Ia juga berdiskusi dengan negara pengamat internasional, termasuk China, India, Jepang, Thailand, Amerika Serikat, Inggris, Norwegia, Swiss, Uni Eropa, PBB dan ASEAN.
Selama diskusi, Burgener mengatakan bahwa milisi etnis bersenjata dan anggota pemerintah tandingan Myanmar (NUG) merespons positif gagasan ini.
"(Mereka) tertarik pada yang ideal, tetapi jelas memiliki prasyarat untuk memulai dialog semacam itu," ujarnya.

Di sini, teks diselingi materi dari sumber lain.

PR #1054, opened 2021-03-28
Styling updates

NerdyGriffin:
An update to the styling inspired by [this review](https://github.com/gordon-cs/gordon-360-ui/pull/1053#discussion_r602734096)


src/views/ApartmentApp/apartmentApp.scss
```diff
@@ -1,84 +1,87 @@
 @import '../../vars';
 
-strong.over-emphasized {
-  text-transform: uppercase;
-  text-decoration: underline;
-}
+.student-apartment-application,
+.apartment-application {
```
EjPlatzer, line 4: Is there a reason that you specified both of these classes? Could it not just be `.student-apartment-application`?

src/views/ApartmentApp/components/StaffMenu/index.js
```diff
@@ -46,7 +46,7 @@ const StaffMenu = ({ userProfile, authentication }) => {
     setLoading(true);
     let applicationDetailsArray = await housing.getAllApartmentApplications();
     if (applicationDetailsArray) {
-      setApplications(applicationDetailsArray);
+      setApplications(applicationDetailsArray ?? []);
     }
```
EjPlatzer, line 50: This is fairly redundant, because `null` is falsy in JavaScript, so the `if` case ensures that `setApplications(...)` will never get called if `applicationDetailsArray` is `null`. Perhaps you meant to remove the `if` so that it will be set to an empty array if `applicationDetailsArray` is falsy?

src/views/ApartmentApp/apartmentApp.scss
```diff
@@ -1,84 +1,87 @@
 @import '../../vars';
```
EjPlatzer, line 1: This file (apartmentApp.scss) ends up getting referenced three times in your JavaScript. `apartmentApp.css` is imported from both `src/views/ApartmentApp/components/StaffMenu/index.js` and `src/views/ApartmentApp/components/StudentApplication/components/ApplicantList/index.js`. Furthermore, `apartmentApp.scss` is imported in `src/views/ApartmentApp/index.js`. Note that the last one is the `scss` file, not the `css` file. Since `src/views/ApartmentApp/index.js` is above both of the other components, you could simplify this by importing the actual `css` file in `src/views/ApartmentApp/index.js` and then removing the (now redundant) imports in the other two files.

EjPlatzer (changes requested):
I noticed a few cases where some clean up might be needed, but beyond those small things this looks great! Once they're addressed, I think this is ready.

src/services/housing.js
```diff
@@ -174,7 +174,87 @@ const getApartmentApplication = async (applicationID) => {
  * @return {Promise.<ApplicationDetails>[]} Application details
  */
 const getAllApartmentApplications = async () => {
-  let applicationDetailsArray = await http.get(`housing/admin/apartment/applications/`);
+  // let applicationDetailsArray = await http.get(`housing/admin/apartment/applications/`);
+  let applicationDetailsArray = [
```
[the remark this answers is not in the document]
NerdyGriffin: It is more debug data so that I don't have to insert a bunch of data into the database tables just for a test, but yes, same idea.
The API is functional now

I intend to remove that debug data before merging this, but I figured I would leave it there until any suggested changes have been address, so that I don't have to manually add it back if I need to test other styling changes

src/views/ApartmentApp/apartmentApp.scss
```diff
@@ -1,84 +1,87 @@
...
-  background-color: $primary-blue;
-  color: $neutral-white;
-  padding: '10px';
-  .MuiTypography-colorTextSecondary {
-    color: $neutral-light-gray;
-    font-size: 1.25rem;
+  & .apartment-card-header {
+    background-color: $primary-blue;
+    color: $neutral-white;
+    padding: '10px';
```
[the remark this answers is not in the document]
NerdyGriffin: Ah, that is probably an old copy-and-paste mistake,

It also makes me wonder why I ever put that there in the first place, since clearly I never even noticed that it isn't doing anything during recent testing, so why did past-me think we needed to add that padding...

src/views/ApartmentApp/apartmentApp.scss
NerdyGriffin: the other one occurs in a different place in the tree, and I don't remember why... I'll have to explore later the figure that out, because yes it should be fine with just `student-apartment-application`

EjPlatzer: I'm fairly certain that `apartment-application` is applied to an otherwise empty `div` wrapping all other contents of the StudentApplication component.

src/views/ApartmentApp/components/StaffMenu/index.js
NerdyGriffin: I think I did mean to remove the `if`

I think I realized it probably should just be in a try-catch or using the `.then` stuff, since the null case is just the case where there was an error, including the case where there are no applications at all in the database

I also don't think there is any reason to put this in the useCallback instead of just putting it directly in the useEffect, unless we plan to add a button to call that function, which seems silly if it is mostly equivalent to just refreshing the page

It seems like both the `loadAllCurrentApplications` and the `generateCSVData` might be better to just put inside one `useEffect`

src/views/ApartmentApp/apartmentApp.scss
NerdyGriffin: Actually that sounds like it is entirely a typo and unintended mistakes that simply went unnoticed, it was only supposed to be imported in `src/views/ApartmentApp/index.js`

src/views/ApartmentApp/apartmentApp.scss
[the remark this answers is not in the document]
NerdyGriffin:
```suggestion
```
If the page looks fine the way it is now, then I would suggest just removing that padding because I don't see why that padding would need to be added

src/views/ApartmentApp/apartmentApp.scss
NerdyGriffin: I think so too, I think it was an old leftover from many months ago

NerdyGriffin: That div also wraps up the snackbar, which is best to keep it outside the Grid otherwise it will make the Grid items sometimes align incorrectly

EjPlatzer (approved):
LGTM!

PR #1063, opened 2021-04-03
ApartApp code quality improvements

NerdyGriffin:
- [ ] Test out the "fixed" sorting feature on the admin page


EjPlatzer (commented):
This looks good! Using the lodash function is a huge improvement, always nice to not reinvent the wheel.

It seems like the actual functionality of the sorting is not yet used though. I can click on the column headings and the arrow representing ordering will change appropriately, but the contents of the table do not change at all.

Before:
image

After:
image

This seems to be true for all columns:
image
image


Are we expecting sorting to be functional?

NerdyGriffin:
@EjPlatzer  Yes, the sorting should be functional, I followed the official Material-UI examples/guide, but it did not work and I guess it still isn't working with the lodash sorting instead. 
I have spent a good chunk of time trying to figure out why it's not sorting, but it was not very urgent so I haven't really given it any deep debugging yet. 
It should be okay to merge it even without the sorting, and I added a comment to the known issues in the README for now until I find a fix. It might be worth it for me to leave it as-is and deal with it later in a separate PR, unless you have any ideas about quick things I could try to make the sorting work. 

I think it is best to prioritize the other core features first since we aim to do user testing Friday and the sorting is merely a convenience rather than a necessity

EjPlatzer (approved):
Good improvements! Since the non-functional sorting is a known issue, this is all set to merge!

PR #1065, opened 2021-04-06
Use Webpack Aliases to import via absolute path from src directory

EjPlatzer:
Previously, importing something from within our project required a relative path. So if you wanted to import `src/services/user.js` from `src/components/Identification/Components/LinksDialog.index.js`, the import path would have to be `../../services/user.js`. In some cases, we had much more deeply nested files, and so the relative imports were large, repetitive, and confusing.

Thanks to a (new? Or at least newly discovered) Webpack feature, we can define a `baseUrl` for imports as a compiler option, and when Webpack builds our project it will use that `baseUrl` to resolve absolute imports (and then check `node_modules` if it can't be found there).

So, I have defined `src` as our `baseUrl`, which means any relative import can now be replaced with an absolute one that starts in `src`. For example, the above import would now be simply `services/user.js`.

I have also replaced all such relative imports with their aboslute counterpart, with a couple of exceptions. Specifically, I left relative imports when the importer and imported were in the same nested sub-directory, so going from `src` down was actually longer and less straightforward than the relative path.

For example, the CategorizedNews component imports the NewsItem component, and both are  sub-components of the NewsCard component, which is itself a sub-component of the Home component. Hence, the relative path is simply `../NewsItem`, whereas the absolute path would be `views/Home/components/NewsCard/components/NewsItem`

Because this is an option for our 'compiler', any errors are detected while building the project, which means all of the updated imports have imported successfully. I also verified this while running it locally to be sure everything continued to function correctly.


bennettforkner (approved):
LGTM

PR #1066, opened 2021-04-07
Removed points calculation and added handling of 404 not found

NerdyGriffin:


EjPlatzer (dismissed):
Made some comments with tiny possible improvements, but they are not very significant. Overall, this looks good to me!

EjPlatzer (approved):
Looks good to me!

Burgener juga mengaku telah berdialog dengan wakil panglima militer, Soe Win, pada 16 Juli lalu mengenai banyak masalah, termasuk usualannya untuk dialog bersama pihak terkait. Namun, ia tidak menerima jawaban.
"Tidak ada umpan balik positif dari militer terhadap dialog ini, yang sangat saya sesalkan," katanya.
Meskipun demikian, lanjut Burgerner, dialog diharapkan akan dimulai melalui ASEAN dan utusan khusus baru blok itu untuk Myanmar, yaitu Wakil Menteri Luar Negeri Brunei Darussalam, Erywan Yusof. Burgener mengaku sudah melakukan konferensi video dengan Yusof pada Senin lalu.
Yusof berencana mengunjungi Myanmar setelah berkonsultasi dengan pihak-pihak penting. Burgener mengatakan kepadanya bahwa utusan ASEAN itu dapat mengandalkan dukungan penuh darinya.
"Saya juga menawarkan untuk bergabung dengannya, jadi saya berharap militer akan siap juga untuk menerima saya," kata Burgener.
Ia juga yakin militer terus mengatakan tidak siap untuk bertemu dengannya, bukan akibat mereka tidak ingin berbicara, tapi karena orang-orang di lapangan akan sangat terdesak oleh kehadiran dirinya di Myanmar.
"Dan itu mungkin sesuatu yang tidak ingin dilihat oleh tentara," kata Burgener.
Burgener mengaku tetap khawatir Myanmar akan menuju ke arah perang saudara jika dialog - yang diharapkan akan dimulai melalui ASEAN - tidak berhasil.